START INFORMATION SUPPLIED
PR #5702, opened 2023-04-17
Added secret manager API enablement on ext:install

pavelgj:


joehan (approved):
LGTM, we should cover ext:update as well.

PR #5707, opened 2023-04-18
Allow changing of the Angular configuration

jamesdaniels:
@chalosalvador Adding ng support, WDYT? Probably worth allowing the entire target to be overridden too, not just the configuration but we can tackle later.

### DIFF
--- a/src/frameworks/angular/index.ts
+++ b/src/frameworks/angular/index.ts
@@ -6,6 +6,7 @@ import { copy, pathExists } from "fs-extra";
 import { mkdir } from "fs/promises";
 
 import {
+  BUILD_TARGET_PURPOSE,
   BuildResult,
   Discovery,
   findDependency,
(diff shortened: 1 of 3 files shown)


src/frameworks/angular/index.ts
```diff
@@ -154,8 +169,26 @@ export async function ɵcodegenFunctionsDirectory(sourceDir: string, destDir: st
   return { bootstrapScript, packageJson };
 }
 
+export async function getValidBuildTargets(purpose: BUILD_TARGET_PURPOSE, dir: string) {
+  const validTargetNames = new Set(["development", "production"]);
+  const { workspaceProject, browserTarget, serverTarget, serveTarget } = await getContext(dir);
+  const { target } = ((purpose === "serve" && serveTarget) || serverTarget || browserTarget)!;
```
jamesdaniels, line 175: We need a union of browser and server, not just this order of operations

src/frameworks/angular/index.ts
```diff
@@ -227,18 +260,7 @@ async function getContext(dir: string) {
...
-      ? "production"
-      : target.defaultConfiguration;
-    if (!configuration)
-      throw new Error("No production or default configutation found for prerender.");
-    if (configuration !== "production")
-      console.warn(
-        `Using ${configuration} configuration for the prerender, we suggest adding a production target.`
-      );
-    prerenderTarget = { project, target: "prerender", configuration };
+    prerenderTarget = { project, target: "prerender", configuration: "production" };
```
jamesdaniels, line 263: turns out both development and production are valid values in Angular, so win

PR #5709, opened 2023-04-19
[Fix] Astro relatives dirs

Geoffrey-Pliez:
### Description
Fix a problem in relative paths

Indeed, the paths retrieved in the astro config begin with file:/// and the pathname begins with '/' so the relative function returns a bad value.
END INFORMATION SUPPLIED
START INFORMATION SUPPLIED
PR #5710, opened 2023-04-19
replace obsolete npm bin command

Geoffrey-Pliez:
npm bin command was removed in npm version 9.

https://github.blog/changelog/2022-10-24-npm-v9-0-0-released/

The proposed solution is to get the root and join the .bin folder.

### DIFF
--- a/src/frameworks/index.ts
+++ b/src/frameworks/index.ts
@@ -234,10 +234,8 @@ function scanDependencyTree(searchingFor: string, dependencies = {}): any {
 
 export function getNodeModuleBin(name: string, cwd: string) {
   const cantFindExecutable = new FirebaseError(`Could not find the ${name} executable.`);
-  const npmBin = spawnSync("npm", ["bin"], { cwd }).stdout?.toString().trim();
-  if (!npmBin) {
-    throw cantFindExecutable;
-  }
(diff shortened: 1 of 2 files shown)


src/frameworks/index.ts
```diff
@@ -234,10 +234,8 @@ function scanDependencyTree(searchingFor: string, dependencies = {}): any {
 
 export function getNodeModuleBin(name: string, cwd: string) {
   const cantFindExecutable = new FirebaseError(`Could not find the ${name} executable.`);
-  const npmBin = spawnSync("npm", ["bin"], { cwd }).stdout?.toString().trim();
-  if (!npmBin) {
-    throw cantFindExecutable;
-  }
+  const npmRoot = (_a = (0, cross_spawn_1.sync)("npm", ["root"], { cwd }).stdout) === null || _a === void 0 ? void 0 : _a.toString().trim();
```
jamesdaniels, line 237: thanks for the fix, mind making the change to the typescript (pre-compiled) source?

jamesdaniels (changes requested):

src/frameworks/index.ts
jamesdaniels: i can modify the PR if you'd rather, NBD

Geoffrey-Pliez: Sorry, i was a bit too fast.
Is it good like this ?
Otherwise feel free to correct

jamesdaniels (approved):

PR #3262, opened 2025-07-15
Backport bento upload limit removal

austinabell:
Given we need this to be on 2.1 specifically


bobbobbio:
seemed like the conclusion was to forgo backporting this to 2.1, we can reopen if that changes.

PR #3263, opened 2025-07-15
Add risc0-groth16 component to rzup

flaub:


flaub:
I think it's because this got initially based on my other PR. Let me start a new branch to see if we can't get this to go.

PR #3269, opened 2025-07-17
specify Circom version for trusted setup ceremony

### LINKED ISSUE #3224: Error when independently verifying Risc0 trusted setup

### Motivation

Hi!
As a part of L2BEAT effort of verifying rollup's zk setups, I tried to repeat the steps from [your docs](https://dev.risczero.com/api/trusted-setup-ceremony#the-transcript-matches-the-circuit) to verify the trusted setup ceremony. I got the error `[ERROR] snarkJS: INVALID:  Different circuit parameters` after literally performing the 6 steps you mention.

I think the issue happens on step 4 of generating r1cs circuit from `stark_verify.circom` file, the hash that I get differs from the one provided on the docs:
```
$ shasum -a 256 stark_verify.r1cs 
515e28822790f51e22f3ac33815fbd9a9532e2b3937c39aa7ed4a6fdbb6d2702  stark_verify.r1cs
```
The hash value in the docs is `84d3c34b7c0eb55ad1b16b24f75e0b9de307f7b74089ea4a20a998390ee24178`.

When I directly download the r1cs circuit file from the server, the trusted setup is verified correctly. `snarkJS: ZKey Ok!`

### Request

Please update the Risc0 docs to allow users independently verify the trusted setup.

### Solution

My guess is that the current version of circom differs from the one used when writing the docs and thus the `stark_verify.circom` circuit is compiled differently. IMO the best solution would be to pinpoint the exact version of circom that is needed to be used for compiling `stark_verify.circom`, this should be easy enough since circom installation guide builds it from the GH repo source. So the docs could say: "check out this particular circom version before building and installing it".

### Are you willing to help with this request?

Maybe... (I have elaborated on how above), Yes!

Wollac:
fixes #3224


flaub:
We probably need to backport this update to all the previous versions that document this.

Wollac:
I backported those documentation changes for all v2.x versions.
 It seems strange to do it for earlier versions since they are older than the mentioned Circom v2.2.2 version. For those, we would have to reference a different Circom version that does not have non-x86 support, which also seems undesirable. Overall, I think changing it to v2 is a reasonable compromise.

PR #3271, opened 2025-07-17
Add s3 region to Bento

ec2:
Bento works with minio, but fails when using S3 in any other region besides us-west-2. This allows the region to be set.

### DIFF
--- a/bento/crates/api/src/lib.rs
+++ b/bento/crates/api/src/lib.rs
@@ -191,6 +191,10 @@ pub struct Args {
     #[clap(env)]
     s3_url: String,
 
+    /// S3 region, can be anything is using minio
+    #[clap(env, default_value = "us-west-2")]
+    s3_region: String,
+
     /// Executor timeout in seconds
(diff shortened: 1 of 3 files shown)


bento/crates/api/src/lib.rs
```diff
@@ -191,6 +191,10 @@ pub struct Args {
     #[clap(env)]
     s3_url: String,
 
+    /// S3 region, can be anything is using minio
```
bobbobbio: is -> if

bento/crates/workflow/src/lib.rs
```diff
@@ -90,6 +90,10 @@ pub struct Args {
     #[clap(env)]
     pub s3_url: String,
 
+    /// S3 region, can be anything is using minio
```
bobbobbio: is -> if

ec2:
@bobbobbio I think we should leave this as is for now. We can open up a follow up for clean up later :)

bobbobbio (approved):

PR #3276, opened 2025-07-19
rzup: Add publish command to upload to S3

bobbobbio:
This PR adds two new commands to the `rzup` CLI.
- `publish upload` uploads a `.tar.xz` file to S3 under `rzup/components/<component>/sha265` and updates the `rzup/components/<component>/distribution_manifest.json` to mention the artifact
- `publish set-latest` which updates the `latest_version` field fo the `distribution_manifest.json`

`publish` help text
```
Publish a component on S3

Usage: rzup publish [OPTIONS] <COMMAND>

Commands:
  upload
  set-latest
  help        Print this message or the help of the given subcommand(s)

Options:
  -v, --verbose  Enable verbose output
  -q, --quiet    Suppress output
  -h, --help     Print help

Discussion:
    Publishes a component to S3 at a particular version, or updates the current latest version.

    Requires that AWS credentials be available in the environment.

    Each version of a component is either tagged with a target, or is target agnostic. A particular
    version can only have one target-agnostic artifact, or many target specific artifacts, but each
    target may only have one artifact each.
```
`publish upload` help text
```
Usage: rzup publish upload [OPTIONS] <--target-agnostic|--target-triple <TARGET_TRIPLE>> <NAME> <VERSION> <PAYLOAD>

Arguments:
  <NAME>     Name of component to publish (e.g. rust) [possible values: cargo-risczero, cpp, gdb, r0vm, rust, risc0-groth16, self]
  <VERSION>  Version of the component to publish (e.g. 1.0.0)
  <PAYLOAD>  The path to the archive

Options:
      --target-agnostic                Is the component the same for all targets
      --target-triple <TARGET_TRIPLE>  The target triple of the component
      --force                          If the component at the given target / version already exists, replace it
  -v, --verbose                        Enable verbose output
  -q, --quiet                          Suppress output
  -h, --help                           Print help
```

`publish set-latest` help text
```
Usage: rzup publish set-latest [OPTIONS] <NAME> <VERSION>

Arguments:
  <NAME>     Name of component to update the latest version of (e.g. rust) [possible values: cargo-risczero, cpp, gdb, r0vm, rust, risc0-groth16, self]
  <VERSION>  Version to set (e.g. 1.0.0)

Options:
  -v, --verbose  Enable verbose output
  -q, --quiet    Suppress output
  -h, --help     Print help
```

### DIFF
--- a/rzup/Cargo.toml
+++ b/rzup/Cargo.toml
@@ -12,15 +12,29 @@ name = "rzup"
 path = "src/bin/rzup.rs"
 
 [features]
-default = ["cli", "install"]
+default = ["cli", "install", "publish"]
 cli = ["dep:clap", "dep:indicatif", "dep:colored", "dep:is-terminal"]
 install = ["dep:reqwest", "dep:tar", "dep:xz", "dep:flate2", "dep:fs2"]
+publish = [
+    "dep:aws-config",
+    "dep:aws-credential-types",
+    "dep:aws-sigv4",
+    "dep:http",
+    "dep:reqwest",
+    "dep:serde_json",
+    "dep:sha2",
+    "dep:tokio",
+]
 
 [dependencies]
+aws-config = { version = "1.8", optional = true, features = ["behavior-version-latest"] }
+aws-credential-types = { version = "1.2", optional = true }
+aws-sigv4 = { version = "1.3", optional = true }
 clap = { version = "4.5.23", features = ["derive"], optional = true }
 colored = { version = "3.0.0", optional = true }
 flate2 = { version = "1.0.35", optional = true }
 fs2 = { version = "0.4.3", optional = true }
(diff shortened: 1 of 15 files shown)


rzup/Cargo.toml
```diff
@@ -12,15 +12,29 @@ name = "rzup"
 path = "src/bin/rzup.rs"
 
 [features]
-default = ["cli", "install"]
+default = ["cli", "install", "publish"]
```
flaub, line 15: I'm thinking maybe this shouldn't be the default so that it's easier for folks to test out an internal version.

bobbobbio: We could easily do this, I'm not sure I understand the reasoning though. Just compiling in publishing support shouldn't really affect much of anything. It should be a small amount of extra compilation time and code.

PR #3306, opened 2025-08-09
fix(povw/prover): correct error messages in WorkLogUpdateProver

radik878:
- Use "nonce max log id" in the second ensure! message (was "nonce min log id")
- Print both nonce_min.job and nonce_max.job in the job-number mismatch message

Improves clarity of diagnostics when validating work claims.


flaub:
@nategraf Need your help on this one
END INFORMATION SUPPLIED
**EXERCISE INSTRUCTIONS:** Please return each line of the data above in which the word "like" occurs.

**SOLUTION BELOW:**
Is it good like this ?
seemed like the conclusion was to forgo backporting this to 2.1, we can reopen if that changes.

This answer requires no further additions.